結論から書く。初対面でやることは1つでいい。挨拶。それだけ。あとは全部捨てていい。
採用の仕事で、私は1万人を超える候補者と会ってきた。その経験から言うと、面接の合否はだいたい最初の数秒で傾いている。ドアが開いて、声が聞こえる。その時点で頭の中の針はもう片側に振れている。残りの30分は、その針が正しかったことを確認する作業だ。
『発達障害・グレーゾーンかもしれない人の時間術』(中村郁 著)新星出版社
こう書くと必ず反発される。人を数秒で判断するなんて不誠実だ、と。ごもっとも。私もそう思う。思うが、事実は事実である。理想を語っても、明日の面接は変わらない。
で、本題。ナレーターの中村郁さんの文章を読んで、膝を打った。
この方は極度の人見知りで、初対面が死ぬほど苦手だという。ところが仕事は局を越えて番組を渡り歩くナレーター。毎日「はじめまして」の連続である。蚊の鳴くような声で挨拶し、そのあとの雑談タイムは頭が真っ白。喋れない自分に落ち込む。新人時代はそんな毎日だったそうだ。生き地獄、と書いている。この言葉、飾りではないと思う。

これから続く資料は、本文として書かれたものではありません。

Issue #2163, opened 2022-03-09
Deprecate Producer Listener


garyrussell:
Now that `ProducerInterceptor` is available.

https://github.com/spring-projects/spring-kafka/pull/2112

viktorardelean:
@garyrussell, I can work on this. Could you please assign it to me?

garyrussell:
Thanks!

We usually use `@deprecated since 3.0 in favor of #setProducerInterceptor` in the javadocs.

Now that we are on JDK 17, we can also set the `since` and for `Removal` attributes on `@Deprecated`

viktorardelean:
@garyrussell PR raised. Please have a look: https://github.com/spring-projects/spring-kafka/pull/2225

garyrussell:
Closing as invalid - the `ProducerInterceptor` does not have access to the outbound record.

PR #2225, opened 2022-04-08
[2163] Deprecate ProducerListener in favor of ProducerInterceptor

viktorardelean:
Resolves https://github.com/spring-projects/spring-kafka/issues/2163

Added Deprecated annotation where ProducerListener was used and suggested using ProducerInterceptor instead

Thanks

### DIFF
--- a/spring-kafka/src/main/java/org/springframework/kafka/support/CompositeProducerListener.java
+++ b/spring-kafka/src/main/java/org/springframework/kafka/support/CompositeProducerListener.java
@@ -35,7 +35,7 @@ import org.springframework.util.Assert;
  * @author Artem Bilan
  *
  * @since 2.1.6
- * @deprecated since 3.0 in favor of {@link org.apache.kafka.clients.producer.ProducerInterceptor}
+ * @deprecated since 3.0 in favor of {@link org.springframework.kafka.support.CompositeProducerInterceptor}
  */
 
 @Deprecated(since = "3.0", forRemoval = true)
--- a/spring-kafka/src/main/java/org/springframework/kafka/support/CompositeProducerListener.java
+++ b/spring-kafka/src/main/java/org/springframework/kafka/support/CompositeProducerListener.java
@@ -1,5 +1,5 @@
 /*
- * Copyright 2018-2020 the original author or authors.
+ * Copyright 2018-2022 the original author or authors.
  *
  * Licensed under the Apache License, Version 2.0 (the "License");
  * you may not use this file except in compliance with the License.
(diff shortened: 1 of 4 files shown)


spring-kafka/src/main/java/org/springframework/kafka/support/CompositeProducerListener.java
```diff
@@ -35,8 +35,10 @@
  * @author Artem Bilan
  *
  * @since 2.1.6
- *
+ * @deprecated since 3.0 in favor of {@link org.apache.kafka.clients.producer.ProducerInterceptor}
```
artembilan, line 38: Maybe "in favor of CompositeProducerInterceptor"  ?

spring-kafka/src/main/java/org/springframework/kafka/support/LoggingProducerListener.java
```diff
@@ -32,7 +32,10 @@
  *
  * @author Marius Bogoevici
  * @author Gary Russell
+ * @deprecated since 3.0 in favor of {@link org.apache.kafka.clients.producer.ProducerInterceptor}
```
artembilan, line 35: Well, we don't have a `LoggingProducerInterceptor` to replace with.
I wonder if we need to implement one...

spring-kafka/src/main/java/org/springframework/kafka/support/ProducerListener.java
```diff
@@ -36,7 +36,11 @@
  * @author Endika Gutiérrez
  *
  * @see org.apache.kafka.clients.producer.Callback
+ *
+ * @deprecated since 3.0 in favor of {@link org.apache.kafka.clients.producer.ProducerInterceptor}
  */
+
+@Deprecated(since = "3.0", forRemoval = true)
```
artembilan, line 43: If we deprecate it, we have to replace its usage with the mentioned favor.
Any thoughts what could be done in the that `KafkaTemplate` for example?

I wonder if you ran your fix locally with the `./gradlew clean check`. It must show you that you still use some deprecate API.

artembilan (changes requested):

spring-kafka/src/main/java/org/springframework/kafka/support/CompositeProducerListener.java
viktorardelean: yes, I have modified

garyrussell:
Thanks for the contribution; sorry for the delay.

After further review, I have decided not to deprecate `ProducerListener` because, unlike the `ProducerInterceptor`, it does not have access to the failed record in `onAcknowledgment()`.

viktorardelean:
Thanks for the update @garyrussell !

それで彼女がどうしたか。苦肉の策として「挨拶だけは自分から先にする」と決めた。目が合った瞬間に声を出す。一瞬の隙も作らない。そして——ここが肝心なのだが——それ以外を考えるのをやめた。雑談タイムは手放す。無理に喋らず、ただ静かに笑っている。
結果、挨拶しかしていないのに、周囲から「元気で明るい人だよね」と思われるようになった。
笑い話のようだが、理屈は通っている。人は情報の総量で相手を評価していない。最初に飛び込んできた一番強い信号で、勝手に人物像を作る。先に明るい声が来れば、その後の沈黙は「落ち着いている」に化ける。逆にもじもじが先に来ると、何を喋っても「無理をしている人」になる。順番の問題だ。能力の問題ではない。
そういえば議員秘書をしていた頃、永田町も挨拶の世界だった。廊下ですれ違う。中身のある会話などない。それでも挨拶をしない人間は、確実に「あいつは」と言われていた。話を戻す。
発達障害の有無に関係なく、相手が挨拶してくれるのを待っている人は驚くほど多い。待ち組ばかりなのだから、先に出したほうが得に決まっている。中村さんは、相手からチャンスを奪うゲームだと思えば楽しいと書いていた。この感覚、いい。
ここまで書いて、少し腹が立ってきた。何にか。挨拶を教えるあの手の研修に、である。笑顔で、明るく、目を見て、名前を添えて、一歩踏み込んで——どれだけ課題を出せば気が済むのか。苦手な人間には、全部やれば全部できない、という話にしかならない。1つに絞れと言ってやるほうが100倍親切だ。マルチタスクが苦手な人に、マルチタスクで攻略しろと教えている。指導ではない。追い詰めである。
空気を読むのが苦手なら、いっそ壊してしまえばいい。がんばることを1つに絞る。手持ちの少ない集中力を、一番効く場所に全部つぎ込む。これを戦略と呼ばずして、何と呼ぶのか。
※ここでは、本編のエピソードをラノベ調コラムに編集し直しています。